Notes of Distinction: May/June 2021
Campus awards and accolades
Tuesday Jun 01, 2021
Hats off to the faculty members who received teaching awards this year.
2020-2021 Founder’s Day Teaching Award
David Parnell, Associate Professor of History
2020-2021 Distinguished Research/Creative Activity Award
Jack Bloom, Professor of Sociology
2020 Distinguished Scholarship/Creative Activity Award
Dr.
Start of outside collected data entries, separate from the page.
PR #551, opened 2021-07-20
#550 cmake build is missing key features to be properly usable via fetchcontent

globberwops:
﻿#### Reference to a related issue in the repository
Resolves #550 

#### Add a description
This PR aims to modernize the installation logic of the project by:
* removing redundant warnings
* prefix cache variables with the project name
* provide namespaced alias targets usable from the build tree
* provide a namespace for the export set

This modernization will make the project usable via [FetchContent](https://cmake.org/cmake/help/latest/module/FetchContent.html) by a downstream project.

#### Take this checklist as orientation for yourself, if this PR is ready for the Change Control Board:
- [x] My suggestion follows the [style and contributors guidelines](https://opensimulationinterface.github.io/osi-documentation/open-simulation-interface/doc/howtocontribute.html).
- [x] I have taken care about the [documentation](https://opensimulationinterface.github.io/osi-documentation/open-simulation-interface/doc/commenting.html).
- [x] I have done the [DCO signoff](https://opensimulationinterface.github.io/osi-documentation/open-simulation-interface/doc/howtocontribute.html#developer-certification-of-origin-dco).
- [x] My changes generate no errors when passing CI tests. 
- [x] I have successfully implemented and tested my fix/feature locally.
- [x] Appropriate reviewer(s) are assigned.

PR #730, opened 2023-06-15
Fix flatbuffer builds for upcoming release

pmai:
This  pull request collects all fixes to the flatbuffer build to make it fully functional:

- Fix CMake build breakage due to better separation of source and binary directories in #551
- Replace flatbuffers submodule with find_package dependency
- Temporary work-around for flatc bug with same-named nested enum types
- Add project-scoped alias for flatbuffers-based library

### DIFF
--- a/.gitmodules
+++ b/.gitmodules
@@ -1,3 +1,0 @@
-[submodule "flatbuffers"]
-	path = flatbuffers
-	url = https://github.com/google/flatbuffers.git
--- a/CMakeLists.txt
+++ b/CMakeLists.txt
@@ -100,9 +100,10 @@ protobuf_generate_cpp(PROTO_SRCS PROTO_HEADERS ${OSI_PROTO_FILES})
 set(FLAT_HEADERS "")
 if(OSI_BUILD_FLATBUFFER)
   set(FLAT_FBS "")
-  add_subdirectory("flatbuffers"
-                   ${CMAKE_CURRENT_BINARY_DIR}/flatbuffers-build
-                   EXCLUDE_FROM_ALL)
+  find_package(flatbuffers REQUIRED)
+  if(NOT FLATBUFFERS_FLATC_EXECUTABLE)
+    set(FLATBUFFERS_FLATC_EXECUTABLE ${flatbuffers_DIR}/../../tools/flatbuffers/flatc)
+  endif()
   file(WRITE "${CMAKE_CURRENT_BINARY_DIR}/descriptor.fbs" "namespace osi3;")
   file(MAKE_DIRECTORY "${CMAKE_CURRENT_BINARY_DIR}/include")
   list(APPEND FLAT_FBS "${CMAKE_CURRENT_BINARY_DIR}/descriptor.fbs")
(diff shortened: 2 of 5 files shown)


.gitmodules
```diff
@@ -1,3 +0,0 @@
-[submodule "flatbuffers"]
```
PhRosenberger, line 1: I am a bit surprised that the submodule is deleted here and `find_package` is used in CMakeLists instead. @pmai why do you suggest this particular change?

Background info: I find it very convenient to use a submodule here and not have the dependency on an (possibly) existing package. It is one of the pro-points on the list for flatbuffers that this is somehow possible..

CMakeLists.txt
```diff
@@ -100,9 +100,10 @@ protobuf_generate_cpp(PROTO_SRCS PROTO_HEADERS ${OSI_PROTO_FILES})
 set(FLAT_HEADERS "")
 if(OSI_BUILD_FLATBUFFER)
   set(FLAT_FBS "")
-  add_subdirectory("flatbuffers"
-                   ${CMAKE_CURRENT_BINARY_DIR}/flatbuffers-build
-                   EXCLUDE_FROM_ALL)
+  find_package(flatbuffers REQUIRED)
```
PhRosenberger, line 103: See my comment above.

CMakeLists.txt
```diff
@@ -111,9 +112,9 @@ if(OSI_BUILD_FLATBUFFER)
     set(fbs "${proto_base}.fbs")
     add_custom_command(
       OUTPUT "${fbs}"
-      COMMAND $<TARGET_FILE:flatc> -I "${PROTOBUF_IMPORT_DIRS}" -o "${CMAKE_CURRENT_BINARY_DIR}" --proto "${CMAKE_CURRENT_SOURCE_DIR}/${proto}"
-      DEPENDS "${proto}" flatc
-      WORKING_DIRECTORY "${CMAKE_CURRENT_BINARY_DIR}"
+      COMMAND ${FLATBUFFERS_FLATC_EXECUTABLE} -I "${PROTOBUF_IMPORT_DIRS}" -I "${CMAKE_CURRENT_BINARY_DIR}" -o "${CMAKE_CURRENT_BINARY_DIR}" --proto "${proto}"
```
PhRosenberger, line 115: Is this change fixing an issue?

osi_lane.proto
PhRosenberger, line 1: @pmai could you already test the changes and are they definetly fixing the problems when the flatbuffers compiler takes action?

PhRosenberger (commented):
I am not sure about the removing of the submodule and the usage of `find_package` instead. Let's discuss this in the CCB meeting?

.gitmodules
pmai: While I also found this somewhat convenient, it has its own problems (both in nailing down the version of flatbuffers needlessly, and not making it easy to configure for different target settings), and it is not what we do for protobuf. And with todays availability of vcpkg and others for installing flatbuffers, it seems better to stay consistently out of the submodule business for these kinds of dependencies.

CMakeLists.txt
pmai: Yes: 
- Use of -I due to the cleaner separation of SOURCE and BINARY directories (we formerly generated files in the SOURCE directory, which we shouldn't)
- Since flatbuffers are not longer co-built, the flatc executable is not a target anymore, but rather referenced via variable.

osi_lane.proto
pmai: Yes, everything builds correctly and the correct enums are referenced. These were the  only instances where multiple same-named types were present in the same file, so this should fix it across the board. However further review testing should be conducted.

.gitmodules
PhRosenberger: Understood. On the other side, nailing down the version of flatbuffers (and possibly protobuf) could prevent some missunderstandings in combining different models / tool plugins. The flexibility to configure for different is indeed very important for our project. So if using submodules can be a problem to this point, I am ok with the change here.

ThomasNaderBMW:
CCB Review, 19.06.23:

Can be merged.

PhRosenberger (approved):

Tin-Chun Lin, Professor of Economics
2020-2021 Board of Trustees’ Teaching Awards
Olatunde Abiona, Associate Professor, Computer Information Systems
Natasha Brown, Assistant Professor, Communication Arts
Frances Daniel, Associate Professor of Psychology
Melynie Durham, Clinical Assistant Professor, Radiological Sciences
Eunjoo Kim, Clinical Assistant Professor of Special Education
Anja Matwijkiw, Professor of Philosophy
Margaret Pollak, Assistant Professor of Anthropology
Xiaofeng Wang, Associate Professor of Mathematics
Alicia Wright, Senior Lecturer, Communication Arts
Cara Lewis earns IU Presidential Arts and Humanities funding
Congratulations to Cara Lewis, associate professor in the Department of English. Her proposal, submitted to the IU Presidential Arts and Humanities Research, Creative Activity, and Scholarship of Teaching grant program, has been selected for funding in the amount of $37,000. The proposal was for Hindsight/Foresight: Visual Art and the Contemporary Novel after Critique.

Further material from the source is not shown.